Всего через несколько месяцев после переезда в Буэнос-Айрес Кориандр уже проявляла себя настоящей дочерью дипломата. Она могла часами стоять в холодных или же, напротив, изнуряюще душных залах для приемов, изредка прислушиваясь к скучнейшим политическим речам и пустейшим обещаниям политиков. Ей приходилось участвовать в одной церемонии за другой, с интересом наблюдая за превосходными дипломатическими качествами отца и за полным отсутствием этих качеств у матери. Флора Лусия сделала жизнь дочери не по-детски трудной. Она же, в конце концов, и положила этому конец…

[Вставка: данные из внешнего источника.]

Issue #999, opened 2024-02-26
Somehow users can get stuck waiting for directives even though they loaded


travjenkins:
**Bug**
No clue how this happens but randomly a user might be left hanging on the initial loading of the application waiting for `applied_directives` forever... even though they have already loaded.

**Expected**
The page loads just fine. Maybe we start adding a max time to the initial loading and auto reload the page.

**Screenshots**
Imagine the spinner page

**Desktop (please complete the following information):**
Have seen it once on Edge... maybe browser related?

**Additional context**
N/A

travjenkins:
I got this while working locally. I sadly have no clue. it did happen after the "Entities" error that happens during hot reload. it might be related to that.

![image](https://github.com/estuary/ui/assets/270078/472be7c7-6345-4201-9621-4f8ff760a987)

Флора Лусия Сармиенто Виатт просто не могла жить без сахара. Неважно, был ли это сахар, которым посыпали пирожные, поглощаемые ею в огромных количествах, или же сахар, растворенный в коктейлях, которые она тоже любила потягивать. Ей было абсолютно все равно и то, как попадает сахар в ее организм — приходится ли для этого слизывать сладкие крошки с безукоризненно наманикюренных ногтей или же подносить бокал виски к безукоризненно очерченным губам. С годами последствия пристрастия к алкоголю все тяжелее сказывались на Флоре Лусии, хотя внешне она по-прежнему выглядела прекрасно. Палмер Виатт любил повторять, что если даже при ярком солнечном свете его жене никак нельзя дать больше пятидесяти, то вечером, при свечах, она вообще выглядела не старше сорока. И что с того, что огромные бриллианты были взяты напрокат, точно так же, как расшитые бисером платья? Что с того, что кружевные мантильи носили несколько поколений женщин семьи Сармиенто? Все равно Флора Лусия неизменно слыла законодательницей мод. Эта женщина была красавицей. Но она же умела быть настоящим кошмаром для своих близких. Флора была восхитительна, обаятельна, интересна. И при всем этом она всегда была плохой матерью. В тот день, когда Флоре не удавалось выпить, поступки ее были непредсказуемы, когда же это ей удавалось, они были начисто лишены здравого смысла. В четырнадцать лет Кориандр поняла, что у дочери, живущей в тени красивой и скандально известной матери, может быть три дороги. Либо всю жизнь оставаться в тени, либо безжалостно порвать с матерью, либо же не обращать внимания и просто тихо жить своей собственной жизнью. Чисто инстинктивно Кориандр выбрала третье, хотя, даже живя собственной жизнью, приходилось придерживаться определенных рамок. Например, Кориандр собиралась стать врачом и работать травматологом в Нью-Йорке. Отец тоже хотел, чтобы дочь стала врачом, но требовал, чтобы она практиковала в Буэнос-Айресе. Проблема решилась сама собой после того, как Флора Лусия умерла. Сгорела, как свеча на теплом весеннем ветру, в палате персикового цвета во французской клинике в Ла Риоха, пригороде Буэнос-Айреса.